When you look at Fasil Ghebbi, you see a place that, in its heyday, must have have displayed great beauty, majesty, dignity. But inside the palace walls, some serious mischief was afoot — plots, betrayals, junior family members gaining the throne by murdering their elders.

Shakespeare would’ve loved this place. Some of the folks who lived within these walls could’ve taught Machiavelli a few tricks. In the words of ethiopiatravel.com:

“The battlements and towers evoke images of chivalrous knights on horseback and of ceremonies laden with pageantry and honor. Other, darker, reverberations recall chilling echoes of…plots and intrigues, tortures and poisonings.”

Even today, the author writes, “The (compound) retains an atmosphere of antique charm mingled with an aura of mystery and violence.”

Other worthwhile sites in an around Gondar include:

  • the Qusquam Palace
  • Debre Sina Mariam in Gorgora
  • the Awramba Society, the only atheist communnity in Ethiopia

The mountains that define the valley in which Gondar sits also provide the setting for the staggeringly beautiful Semien Mountains National Park, another World Heritage Site.

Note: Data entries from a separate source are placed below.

PR #539, opened 2019-03-04
new option added widthRailWay to dialog

moeck:
with the update to 1.90 a new option to Life_RscMapControl is added

- added the new dialog option

- [x ] I have tested my changes and corrected any errors found


C0kkie:
Just to add: As far as i know is 4 default value in arma

moeck:
actually 1 is working for me ;-)

C0kkie:
That is possible. I just said that 4 is default

BlackFisch:
Can confirm, default value is 4 - shoudle be changed to that to keep stuff unifom
See: https://gist.github.com/BlackFisch/86973392c6bdb6dba9677d29200b37dd#file-ui_f-config-bin-rscmapcontrol-L51
(pulled it out of config like 2min ago, so should be the latest information)

moeck:
changed it to 4

Altis_Life.Altis/dialog/spawnSelection.hpp
```diff
@@ -47,6 +47,7 @@ class life_spawn_selection {
             maxSatelliteAlpha = 0.75;//0.75;
             alphaFadeStartScale = 1.15;//0.15;
             alphaFadeEndScale = 1.29;//0.29;
+            widthRailWay = 4;
```
DomT602: As we're inheriting from Life_RscMapControl I don't see the need to repeat this, otherwise thanks for the PR.

DomT602:
@moeck Thanks for changing it, but you've managed to delete the whole file D:

moeck:
shit happens, now it should be ok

The story of Beta Israel is one of travail and endurance, but the land they left behind has more than a few stories of its own — and a lot worth seeing.

Gondar is on my list.

IF YOU GO
Ethiopian Airlines has a brnad-new Boeing 787 Dreamliner that can fly you non-stop from Washington DC’s Dulles International Airport to the present-day Ethiopian capital of Addis Ababa. Other flights are available from Houston.

From Addis Ababa, Ethiopian has connecting flights to Gondar’s modest airport.

It would be a lot cheaper to take a bus or minibus to Gondar. It also will take a lot longer — an entire day, possibly two.

The Taye, Quara and Goha hotels are consistently the two top-rated hotels in town, with the Florida International Hotel and the Capra Walla Inn being the two bed-and-breakfast lodging most favored by TripAdvisor.